▶ [PROMPT]: All of the entries must appear again exactly as written.
** Opening MATERIAL PROVIDED block **
Issue #760, opened 2019-01-14
Configuring outbound network access topic is hard to discover


samodell:
## Expected Behavior
After installing Knative, users are able to easily figure out what they need to do to configure outbound network access.

## Actual Behavior
[Configuring Outbound Network Access](https://github.com/knative/docs/blob/master/serving/outbound-network-access.md) guide is not currently linked to from any existing install guides. However, this is a very common user task, and the errors a user will see if they attempt to access a resource outside of their cluster is non-intuitive.

One error that might pop up in this scenario:

```
Something went wrong: The Application Default Credentials are not available. They are available if running in Google Compute Engine. Otherwise, the environment variable GOOGLE_APPLICATION_CREDENTIALS must be defined pointing to a file defining the credentials. See https://developers.google.com/accounts/docs/application-default-credentials for more information.
```

PR #764, opened 2019-01-14
Note about outbound access

vaikas-google:
Addresses #760 
## Proposed Changes

- Add a note in eventing/README.md install about configuring outbound network access.
-
-

### DIFF
--- a/eventing/README.md
+++ b/eventing/README.md
@@ -70,8 +70,6 @@ Knative Eventing currently requires Knative Serving and Istio version 1.0 or
 later installed.
 [Follow the instructions to install on the platform of your choice](../install/README.md).
 
-### Configuring outbound network access
-
 Many of the sources require making outbound connections to create the event subscription,
 and if you have any functions that make use of any external (to cluster) services, you
 must enable it also for them to work.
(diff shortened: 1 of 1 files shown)


eventing/README.md
```diff
@@ -70,6 +70,13 @@ Knative Eventing currently requires Knative Serving and Istio version 1.0 or
 later installed.
 [Follow the instructions to install on the platform of your choice](../install/README.md).
 
+### Configuring outbound network access
+
+Many of the sources require making outbound connections to create the event subscription,
+and if you have any functions that make use of any external (to cluster) services, you
+must enable it also for them to work.
+[Follow the instructions to configure outbound network access](../serving/outbound-network-access.md).
+
```
evankanderson: You need a new sub-head here, or it looks like this is still about configuring outbound network access.

evankanderson: Alternately, you can move this to right before "This document will be updated as additional sources ..."

vaikas-google: I just got rid of the subheader. originally I just wanted to add bold, but our linter didn't like that. I just removed it and added it as a paragraph.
** Closing MATERIAL PROVIDED block **
▶ [ANSWER SPACE]:
Issue #760, opened 2019-01-14
Configuring outbound network access topic is hard to discover


samodell:
## Expected Behavior
After installing Knative, users are able to easily figure out what they need to do to configure outbound network access.

## Actual Behavior
[Configuring Outbound Network Access](https://github.com/knative/docs/blob/master/serving/outbound-network-access.md) guide is not currently linked to from any existing install guides. However, this is a very common user task, and the errors a user will see if they attempt to access a resource outside of their cluster is non-intuitive.

One error that might pop up in this scenario:

```
Something went wrong: The Application Default Credentials are not available. They are available if running in Google Compute Engine. Otherwise, the environment variable GOOGLE_APPLICATION_CREDENTIALS must be defined pointing to a file defining the credentials. See https://developers.google.com/accounts/docs/application-default-credentials for more information.
```

PR #764, opened 2019-01-14
Note about outbound access

vaikas-google:
Addresses #760 
## Proposed Changes

- Add a note in eventing/README.md install about configuring outbound network access.
-
-

### DIFF
--- a/eventing/README.md
+++ b/eventing/README.md
@@ -70,8 +70,6 @@ Knative Eventing currently requires Knative Serving and Istio version 1.0 or
 later installed.
 [Follow the instructions to install on the platform of your choice](../install/README.md).
 
-### Configuring outbound network access
-
 Many of the sources require making outbound connections to create the event subscription,
 and if you have any functions that make use of any external (to cluster) services, you
 must enable it also for them to work.
(diff shortened: 1 of 1 files shown)


eventing/README.md
```diff
@@ -70,6 +70,13 @@ Knative Eventing currently requires Knative Serving and Istio version 1.0 or
 later installed.
 [Follow the instructions to install on the platform of your choice](../install/README.md).
 
+### Configuring outbound network access
+
+Many of the sources require making outbound connections to create the event subscription,
+and if you have any functions that make use of any external (to cluster) services, you
+must enable it also for them to work.
+[Follow the instructions to configure outbound network access](../serving/outbound-network-access.md).
+
```
evankanderson: You need a new sub-head here, or it looks like this is still about configuring outbound network access.

evankanderson: Alternately, you can move this to right before "This document will be updated as additional sources ..."

vaikas-google: I just got rid of the subheader. originally I just wanted to add bold, but our linter didn't like that. I just removed it and added it as a paragraph.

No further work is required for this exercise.